JAHN-TELLER-EFFECT MEDIATED HOLE-PAIR TUNNELING AND SUPERCONDUCTIVITY IN HIGH Tc COPPER OXIDES

Abstract

A detailed description is given of a new mechanism of high temperature superconductivity recently proposed by us. In this model a CuO 2 square planar layer is formed by the cooperative Jahn-Teller distortion. As a result the bonding character between Cu and O atoms in a layer becomes partly covalent because of short interatomic distance. In doped (La1−xMx)2CuO4 the extra d holes in | z 2> orbitals in Cu 3+ ions form a hole pair by the superexchange interaction through intervening oxygen p (and/or s) orbitals. Then the coherent tunneling of a hole–pair occurs by a non-adiabatic process and the hole—pairs make a Bose condensation at the zero wavevector state.
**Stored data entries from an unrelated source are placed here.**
Issue #1892, opened 2018-01-08
Add prefix and suffix for text fields


ribrdb:
## Feature Request

Please add support for prefixes and suffixes as shown here:
https://material.io/guidelines/components/text-fields.html#text-fields-input-types

This seems like it's probably pretty similar to the leading and trailing icons you already support.

mikehans9:
jesus......almost one year and the most basic feature for textfields still not done? a simple prefix/suffix? crazy.

jamesmfriedman:
This just came up for RMWC. Thinking about adding it in myself, but it isn't actually easy to support. This is a relatively complex issue due to the fact that the size of the prefix or suffix is unknown so it can't just be added like the icons are with padding. The solution then would be something like making the container display flex, but having the input only be a small piece of it, and having the other elements outside of it, then deferring focus to the input if anything else is clicked.

ChainsDD:
I've created a mostly working solution. I still need to support leading and trailing icons, and convert it to a material component. Once that's done I'll post it here to get some more feedback. 

Basically I'm positioning a span on top of the input, and adjusting the padding of the input to account for it. It's working pretty well, I'll try and throw something up on codepen to demonstrate it.

patrickrodee:
@asyncliz

PR #4718, opened 2019-05-15
feat(text-field): Prefix/suffix support

ChainsDD:
Addresses #1892.

### DIFF
--- a/demos/index.html
+++ b/demos/index.html
@@ -180,6 +180,14 @@
             </span>
           </a>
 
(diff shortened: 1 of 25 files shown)


ChainsDD:
I signed it!

benebsiny:
So... do textfield now support prefix/suffix ?

asyncLiz:
Thanks for the PR! We're working on our implementation of prefix and suffix, which should be coming really soon. Subscribe to #1892 for updates!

This causes superconductivity. Based on this mechanism, important key temperatures to give a measure of T c, the Bose condensation temperature and the pair-breaking temperature, are discussed. It is pointed out that T c is determined by a pair-breaking temperature of a hole–pair and thus it does not depend on the electron-lattice interactions. It is also suggested that various means to increase covalency such as the bending of square planar layers and the change of Cu 3+ concentration will lead to the discovery of higher T c materials.